When ancient DNA is unavailable, researchers have turned to a type of sugar chain to fill in the pieces of the human evolution puzzle.
Researchers from the University of California San Diego School of Medicine have discovered that a type of glycan—which can survive even in a four-million-year old animal fossil—can provide scientists crucial information when DNA is not available.
“In recent decades, many new hominin fossils were discovered and considered to be the ancestors of humans,” Dr. Ajit Varki, a Distinguished Professor of Medicine and Cellular and Molecular Medicine at UC San Diego School of Medicine, said in a statement. “But it’s not possible that all gave rise to modern humans—it’s more likely that there were many human-like species over time, only one from which we descended.
“This new type of glycan we found may give us a better way to investigate which lineage is ours, as well as answer many other questions about our evolution and our propensity to consume red meat.”
Glycans are complex sugar chains on the surfaces of all cells that mediate interaction between cells and the environment. They often serve as docking sites for pathogens.
The common ancestors of humans and other apes have been known to share the glycan Neu5Gc for millions of years, with a mutation occurring between two and three million years ago that inactivated the human gene encoding the enzyme that makes the molecule. This amounted to a radical molecular makeover of human ancestral cell surfaces.
This might have created a fertility barrier that expedited the divergence of the lineage leading to humans.
The researchers discovered that as part of its natural breakdown, Neu5Gc is also incorporated into chondroitin sulfate—an abundant component in bone— and found that the molecule Gc-CS is present in a variety of mammalian samples, including easily detectable amounts in chimpanzee bones and mouse tissue.
The researchers discovered only trace amounts of both Neu5Gc and Gc-CS in human cells and serum—likely from red meat consumption.
Varki then found Gc-CS in ancient hominin fossils.
“Once we’ve refined our technique to the point that we need smaller sample amounts and are able to obtain ancient hominin fossils from Africa, we may eventually be able to classify them into two groups — those that have Gc-CS and those that do not,” Varki said. “Those that lack the molecule would mostly likely belong to the lineage that led to modern humans.”
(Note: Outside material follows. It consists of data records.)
PR #99, opened 2016-10-04
Access and import CrossRef data

wsf246:
**Problem:** 
Missing DOI coverage for non-pubmed articles

**Solution:** 
integrate CrossRef API and import using find paper based on locators

**Complications:**


app/models/services/locators/doi_paper_locator.rb
```diff
@@ -6,29 +6,25 @@ def column
...
-        abstract: pubmed.get_abstract(data['uid']),
-        doi: self.locator_id,
-        publication: data['source']
-      )
+    if paper.save
       return paper
     else
-      paper = Paper.new
-      paper.errors.add(:locator_id, "is invalid; no paper found for searched DOI: #{self.locator_id}")
+      paper.errors.add(:locator_id, "is invalid; no paper found for searched DOI: #{self.locator_id}") if paper.errors.empty?
```
briankung: Are you sure you want to add this error if your paper's errors hash is empty?

wsf246: this is prob a short term fix.  there's a bigger issue going on now that we're pulling from multiple sources which is finding papers in credo based on multiple locators.  So the base locator only searches for a paper in our db based on the locator's type.  It will need to search based on doi, uid, or title to remove duplication.  

The reason I put that condition there was because it was throwing a "title is already taken" error if I tried to say submit a DOI for a paper that was already submitted by link and title and didn't have a DOI.  This would trigger the error message "no paper found with this locator id" along side of "Title has already been taken", but it's actually just the second one that was the issue. 

I think if I solve the bigger problem I won't need this conditional.

app/models/services/crossref.rb
```diff
@@ -0,0 +1,24 @@
...
+  private
+
+    def valid_json?(json)
+      begin
+        JSON.parse(json)
+        return true
+      rescue JSON::ParserError => e
+        return false
+      end
+    end
```
briankung, line 24: Normally I'm not much for focusing on efficiency, but you are parsing the JSON 3 times. Also think about what the return value for the method should be. Right now if the condition fails, what's the return value? Whatever called the method will get some other kind of return value that may break things down the line.

wsf246:
yea, I was thinking the same.  The issue I ran into was JSON.parse would
immediately break.  The Net::HTTP would throw an error page in non-JSON.  I
could make the conditional based on that error page, but it seems very
fragile.  Thoughts?  If you have a better method, I'd definitely prefer it.

briankung:
Why not just catch the error in the method? Just make sure to return
something reasonable. It might be better to have the application break
there than to allow a silent failure and have it break somewhere else
unexpected down the line.

app/models/services/crossref.rb
wsf246: You mean run the rescue there?  I got valid from a stackoverflow response so I only kinda know what it does, fault of my ignorance.

Something like:

```
JSON.parse Net::HTTP.get(metadata_uri)
rescue JSON::ParserError => e
```

briankung:
Please don't copy StackOverflow code without understanding every line. Then
please read up on rescuing from errors in ruby.

wsf246:
yes understood.  a bit of a dick-ish response.  I'm trying to get a better understanding of what you're proposing.  My ruby is not as good as yours.

briankung:
Sorry. Rescue blocks start with a begin block where you put dangerous code.
Then you rescue from specific errors with rescue. Finally end the block
with end.

app/controllers/references_controller.rb
```diff
@@ -11,7 +11,7 @@ def create
         flash['notice'] = 'This paper has already been added to this list'
       else
         Reference.create(list_id: list.id, paper_id: paper.id)
-        flash['notice'] = "You added #{paper.title} to #{list.name}"
+        flash['notice'] = "You added '#{paper.title}'' to '#{list.name}'"
```
briankung: I think I have a similar change in my WIP branch. It's fine - I'll manage the merge when the conflict happens. However, you are erroneously using two apostrophes. at the end of `#{paper.title}`

app/models/services/crossref.rb
```diff
@@ -0,0 +1,17 @@
...
+    @metadata_url = @base_url + "works/"
+    @funder_url = @base_url + "funders/"
+  end
+
+  def get_doi_metadata(doi)
+    metadata_uri = URI.parse(@metadata_url+doi)
+    begin
+      JSON.parse Net::HTTP.get(metadata_uri)
+    rescue JSON::ParserError => e
+      return false
```
briankung: What does returning `false` in the context of `get_doi_metadata` mean, though? A common convention in Ruby is that when a return value is supposed to be an object, it either raises an error or returns `nil`. This way you can either crash quickly or return an object that means, essentially, the object in question wasn't found. That's how the ActiveRecord `#find_by` method works.

app/models/services/locators/base_locator.rb
```diff
@@ -8,4 +8,50 @@ def initialize locator_id
...
+
+      paper.title ||= imported_data['title'].first
+      paper.published_at ||=  imported_data['created']['date-time'].to_date
+      paper.doi ||= imported_data['DOI']
+      paper.publication ||= imported_data['publisher']
+      paper.link ||= imported_data['link'].first['URL'] if imported_data['link']
+    end
+
+    return paper
+  end
```
briankung: I'm not comfortable with this solution. Besides which, it almost certainly should not be in the base class. We definitely need to create different mappings per service, but those mappings should not be here.

app/models/services/locators/doi_paper_locator.rb
```diff
@@ -6,30 +6,32 @@ def column
   def find_paper
     return super if super
 
+    paper = Paper.new
+
+    crossref = Crossref.new
+    if result = crossref.get_doi_metadata(self.locator_id)
```
briankung: Just a small note, I've been making it clear that a variable has been assigned in the condition by putting the conditional assignment in parentheses. So it would look like `(result = crossref.get_doi_metadata(self.locator_id))`. Not a big deal, but a stylistic preference.

app/models/services/crossref.rb
briankung: Another convention to keep in mind is that it makes more sense if certain methods have certain return values. For instance, a method that returns `false` should also return `true`. In the case that it doesn't return a boolean, then perhaps its negative value should be `nil`.

app/models/services/locators/doi_paper_locator.rb
```diff
@@ -6,30 +6,32 @@ def column
...
       result = pubmed.get_uid_metadata(uid)
       data = result['result'][uid]
-      names = data['authors'].map {|a| a['name']}
+      paper = self.import_data_to_paper(paper,data,'pubmed')
+    end
 
-      existing_authors = Author.where(name: names)
-      existing_names = existing_authors.map(&:name)
-      new_authors = (names - existing_names).map {|a| Author.create name: a}
+    existing_paper = Paper.where( "title = ? or pubmed_id = ? and pubmed_id is not null", paper.title, paper.pubmed_id )
```
briankung: I would prefer the Rails finders here. `Paper.where(title: paper.title, pubmed_id: paper.pubmed_id).not(pubmed_id: nil)`, although something about that strikes me as odd, anyway. If you're using the paper's pubmed id, why do you have to check if the pubmed id is null?

app/models/services/locators/pubmed_paper_locator.rb
```diff
@@ -6,35 +6,31 @@ def column
...
+    if paper.doi
+      crossref = Crossref.new
+      if result = crossref.get_doi_metadata(self.locator_id)
+        data = result['message']
+        paper = self.import_data_to_paper(paper,data,'crossref')
       end
+    end
 
-      doi = doi.sub(/^doi: /, "")
+    existing_paper = Paper.where( "title = ? or doi = ? and doi is not null", paper.title, paper.doi )
```
briankung: Same here, I would prefer `Paper.where(title: paper.title, doi: paper.doi).not(doi: null)`. Similarly, I wonder why you need to check if the doi is null.

briankung: `#where` also returns a query - which means semantically that it can return multiple results. Essentially it returns an array that can even be empty.

app/models/services/locators/pubmed_paper_locator.rb
```diff
@@ -6,35 +6,31 @@ def column
...
-        pubmed_id: data['uid'],
-        title: data['title'],
-        published_at: data['pubdate'],
-        authors: (existing_authors + new_authors),
-        abstract: pubmed.get_abstract(data['uid']),
-        doi: doi,
-        publication: data['source']
-      )
+    if existing_paper.present?
+      return existing_paper
```
briankung, line 29: Same note on `#where` returning the equivalent of an array

app/models/services/locators/doi_paper_locator.rb
```diff
@@ -6,30 +6,32 @@ def column
...
-        pubmed_id: data['uid'],
-        title: data['title'],
-        published_at: data['pubdate'],
-        authors: (existing_authors + new_authors),
-        abstract: pubmed.get_abstract(data['uid']),
-        doi: self.locator_id,
-        publication: data['source']
-      )
+    if existing_paper.present?
+      return existing_paper
```
briankung, line 28: See note below on `#where` returning an array

app/models/services/locators/pubmed_paper_locator.rb
```diff
@@ -6,35 +6,31 @@ def column
...
+    elsif paper.save
       return paper
     else
-      paper = Paper.new
-      paper.errors.add(:locator_id, "is invalid; no paper found for searched Pubmed ID: #{self.locator_id}")
+      paper.errors.delete(:title)
```
briankung, line 33: I forgot why this is necessary, again?

briankung (changes requested):
I will probably step in to do some architecting with the mappings. There are some code smells, but otherwise it looks fine for the most part.

We do have some thinking to do about reconciling imported paper data from multiple sources.

app/models/services/locators/doi_paper_locator.rb
wsf246: This is for papers that have DOIs but no pubmed_ids and vice versa.  If I import a paper from crossref that doesn't have a pubmed_id, then the #where it will return all the papers where pubmed_id is null as well.

app/models/services/locators/doi_paper_locator.rb
wsf246: yea, I chose where because I couldn't find an easy way to do an "or" statement for 2 attributes using #find.  It was easier to do the "or" in the where statement to broaden and eliminate duplication.  

The "or" is for the case where they may have entered a paper title without a pubmed id or doi, or if the title was imported slightly differently. I'll test your suggestion to see if I get the same result.

app/models/services/locators/pubmed_paper_locator.rb
wsf246: I should probably rewrite this to make it more clear.  The current mapping creates a new Paper and imports crossref and Pubmed data if it can locate it in their api's.  If it can't find it in either, it will return a paper with a blank title which won't save.  However, this will also return a "title can't be blank" error, which I'm getting rid of.

I can probably add something to the "else" to show the title is nil because it didn't find anything in pubmed or crossref.  That would make it more readable.

app/models/services/locators/base_locator.rb
wsf246: Ok, I'll move it into each locator.  Should I separate the crossref and pubmed stuff?  Should i even have it as a separate method?

briankung: Probably keep the same name. Although I might do that entirely differently. I would move it into a locator, but I would have a mappings class that we could hot swap out for different services. Not sure what I would want yet.

app/models/services/locators/doi_paper_locator.rb
briankung: Oh, I see. I missed the `or` in there. Carry on!

app/models/services/locators/doi_paper_locator.rb
briankung: You probably won't, I didn't see the "or." But if you use a `#where` statement, you should probably pick one of (oftentimes the `#first`) results.

app/models/services/locators/pubmed_paper_locator.rb
briankung: That makes sense. We are probably doing something wrong with this strategy if we have to do something janky like that, but it's probably fine for now.

app/models/services/locators/base_locator.rb
briankung: Anyway, don't worry about it so far as the hot swappable map classes. Let's just go with methods of the same name on each locator for now.

wsf246:
That should be all the changes, let me know if it looks good to merge.  I also added an additional piece to grab an abstract directly from the pubmed site if it doesn't exist in the eutils db, but it's a little janky.  The ones I couldn't find a few days ago are now up.

Another item for consideration for me is the potential for different papers to have the same title.  Probably something we can deal with later, but I've seen cases where there will be something like "Effects of aspartame on cancer" or something that shows up multiple times.

briankung:
Hmm so basically we shouldn't even have that validation.

wsf246:
yea, prob in the long run.  Although if we can validate on title + first
author, i think that would work for just about everything.

app/models/paper.rb
```diff
@@ -9,7 +9,7 @@ class Paper < ApplicationRecord
 
   accepts_nested_attributes_for :authors, reject_if: proc { |attributes| attributes['name'].blank? }
   validates_associated :authors
-  validates :title, uniqueness: true
+  validates :title, uniqueness: true, presence: true
```
briankung, line 12: I just added issue #101 to address uniqueness by title + something else

app/models/services/crossref.rb
```diff
@@ -0,0 +1,17 @@
...
+    @funder_url = @base_url + "funders/"
+  end
+
+  def get_doi_metadata(doi)
+    metadata_uri = URI.parse(@metadata_url+doi)
+    begin
+      JSON.parse Net::HTTP.get(metadata_uri)
+    rescue JSON::ParserError => e
+      return nil
+    end
```
briankung, line 14: Let's just let this break if it fails. Otherwise your other methods will keep going forward with `nil` values and who knows what will happen.

briankung: I mean, let's remove the rescue block.

app/models/services/locators/doi_paper_locator.rb
```diff
@@ -6,30 +6,79 @@ def column
   def find_paper
     return super if super
 
+    paper = Paper.new
+
+    crossref = Crossref.new
+    if (result = crossref.get_doi_metadata(self.locator_id))
```
briankung: Let's get rid of these if statements so that the whole process just explodes if the `get_doi_metadata` method fails.

app/models/services/locators/doi_paper_locator.rb
```diff
@@ -6,30 +6,79 @@ def column
...
+      data = result['message']
+      paper = self.import_data_to_paper(paper,data,'crossref')
+    end
+
     pubmed = Pubmed.new
-    if uid = pubmed.find_uid_by_doi(self.locator_id)
+    if (uid = pubmed.find_uid_by_doi(self.locator_id))
```
briankung, line 19: Ditto with this if statement.

app/models/services/locators/doi_paper_locator.rb
```diff
@@ -6,30 +6,79 @@ def column
...
+        new_authors = (names - existing_names).map {|a| Author.create name: a}
+        paper.authors = (existing_authors + new_authors)
+      end
+
+      paper.title ||= imported_data['title'].first
+      paper.published_at ||=  imported_data['created']['date-time'].to_date
+      paper.doi ||= imported_data['DOI']
+      paper.publication ||= imported_data['publisher']
+      paper.link ||= imported_data['link'].first['URL'] if imported_data['link']
+    end
```
briankung: All of this code looks like it's duplicated in both the doi locator and the pubmed locator. Is this necessary? Also, it's a gigantic method, regardless.

app/models/services/pubmed.rb
```diff
@@ -4,6 +4,8 @@ def initialize(options={})
     @search_url = @base_url + "/entrez/eutils/esearch.fcgi"
     @metadata_url = @base_url + "/entrez/eutils/esummary.fcgi"
     @abstract_url = @base_url + "/entrez/eutils/efetch.fcgi"
+    @pubmed_url = 'https://www.ncbi.nlm.nih.gov/pubmed/'
+    @pubmed_xml_options = '?report=xml&format=text'
```
briankung: Instead of this, try using the `generate_uri` method. If you put these key/value pairs into the hash at the end of method it will add the parameters. Look at other uses of `#generate_uri` in this file.

app/models/services/pubmed.rb
```diff
@@ -34,10 +36,15 @@ def get_uid_metadata(uid)
   def get_abstract(uid)
     abstract_uri = generate_uri(@abstract_url, @default_parameters.merge(id: uid, retmode: 'xml'))
 
-    abstract = Hash.from_xml(Net::HTTP.get(abstract_uri))['PubmedArticleSet']['PubmedArticle']['MedlineCitation']['Article']['Abstract']['AbstractText']
+    begin
+      abstract = Hash.from_xml(Net::HTTP.get(abstract_uri))['PubmedArticleSet']['PubmedArticle']['MedlineCitation']['Article']['Abstract']['AbstractText']
+    rescue
+      pubmed_scrape = Hash.from_xml(Net::HTTP.get(URI.parse(@pubmed_url + uid + @pubmed_xml_options)))
+      abstract = pubmed_scrape['pre'][/#{"AbstractText"}(.*?)#{"</AbstractText>"}/m, 1].partition('>').last
```
briankung: Please break these into separate lines. That will help you say where each one broke if there's an error and it's much more readable.

briankung: Also, you seem to have fragile code in the rescue block, as well. If that code breaks, what happens then?

briankung (changes requested):

app/models/services/pubmed.rb
briankung: Additionally, I just found out about Ruby's `#dig` method: http://ruby-doc.org/core-2.3.1/Hash.html#method-i-dig

Seems pretty cool

app/models/services/crossref.rb
wsf246: The rescue block handles doi's that aren't found in crossref.  [Basically the api returns this if it can't find the doi:](http://api.crossref.org/works/10.1037/poop)

For this method, it's meant to grab the data if it exists.  The JSON parse breaks if the doi is not found because the API doesn't return JSON.  So I have this method return a nil and  I handle that nil in each #find_paper for the locators:

```
    crossref = Crossref.new
    if (result = crossref.get_doi_metadata(self.locator_id))
      data = result['message']
      paper = self.import_data_to_paper(paper,data,'crossref')
    end
```

The reason I have it continue is so I can search pubmed for that doi as well.  Crossref's API only has doi's listed by crossref, which should be most, but there's a chance that the doi will exist in pubmed and not crossref.

Alternatively, I can handle the JSON parse outside this method if we want to remove this error block from this method.  I was trying to follow the convention of "return an object or nil" but let me know if there's a better way.

app/models/services/locators/doi_paper_locator.rb
wsf246: same kind of idea as above.  The nil process is handling the "doi not in crossref" case.  I could do something more specific to the "resource not found" case.

app/models/services/locators/doi_paper_locator.rb
wsf246: So this is the same issue.  I guess it ends up being a UI question.  Essentially these if statements are to keep the user from hitting an error page if they enter pubmed ID or DOI that is not in the APIs, either it's not covered or they typed it in wrong.  The error messages are handled in the references controller based on what is spit out.  

It seems to make more sense to have an alert pop up and have them sent back to the list show page instead of a broken page?

app/models/services/locators/doi_paper_locator.rb
wsf246: yea, this was the method that I pulled out from base locator that we wanted in each locator.  This was the one you thought about doing a hot swap with?

app/models/services/pubmed.rb
wsf246: I wrote stuff but accidentally submitted it as a review, then cancelled the review and it's gone.  Did it get sent via email?

app/models/services/crossref.rb
briankung: This isn't really an object - in this case, it's a return value from an HTTP request. On our side, it's just data, or a series of attributes. We're not retrieving a record or interacting with some object. In this case, to handle the error of a bad DOI like http://api.crossref.org/works/10.1037/poop, we can just check the HTTP status code. If you open up the network tab while loading that URL, you can see that it's a 404. We can check to see if an HTTP request returns a success code (2xx range) or perhaps a redirect and then a 200 if we're getting fancy, and then handle the result accordingly.

Also, we should use rescue blocks sparingly. It's not really an application level breakage if an HTTP request returns with a non-success status code. https://webcache.googleusercontent.com/search?q=cache:9LlMiCOwyOkJ:https://httpstatusdogs.com/+&cd=1&hl=en&ct=clnk&gl=us

briankung: Essentially you'll need to break the Net::HTTP.get request out and check it before shoving it into a JSON parser.

app/models/services/locators/doi_paper_locator.rb
briankung: If it really actually catastrophically fails, then we should let it fail. Otherwise, we should handle 4xx and 5xx responses from the external API gracefully: https://github.com/briankung/projectcredo/pull/99/files/421f3270169e3dadbce1f99dff2edfbee31b426c#r82536967

app/models/services/locators/doi_paper_locator.rb
briankung: It does, but let's use the proper level of error handling. https://github.com/briankung/projectcredo/pull/99/files/421f3270169e3dadbce1f99dff2edfbee31b426c#r82536967

app/models/services/locators/doi_paper_locator.rb
briankung: "Hot swappable class" in that instance meant something like the locators, which have a common interface / API, so you can replace it with a different class that implements the same methods. Also known as duck typing.

I was talking about having a `PubmedArticleApiPaperMap` or a `CrossRefApiPaperMap` that could take the attributes that each respective API returned and map them to their respective attributes in our `Paper` model.

These methods are gigantic, which is a code smell, and they _seem_ to duplicate logic that should be particular to Pubmed (`if source == "pubmed"`) or Crossref (`if source == "crossref"`) respectively. Do you need to handle both sources in both places? If so, is there any refactoring you can do?

app/models/services/pubmed.rb
briankung: Unfortunately, it did not.

briankung:
As long as you test this and resolve that merge conflict, this is good to go 👍

briankung (approved):

briankung:
\o/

Varki said he expects the discovery to at some point lead to a better understanding of human evolution.
“It’s possible we’ll one day find three groups of hominin fossils — those with Gc-CS before the human lineage branched off, those without Gc-CS in our direct lineage and then more recent fossils in which trace amounts of Gc-CS began to reappear when our ancestors began eating red meat,” Varki said. “Or maybe our ancestors lost Gc-CS more gradually, or only after we began eating red meat.
“It will be interesting to see and we can begin asking these questions now that we know we can reliably find Gc-CS in ancient fossils in Africa.”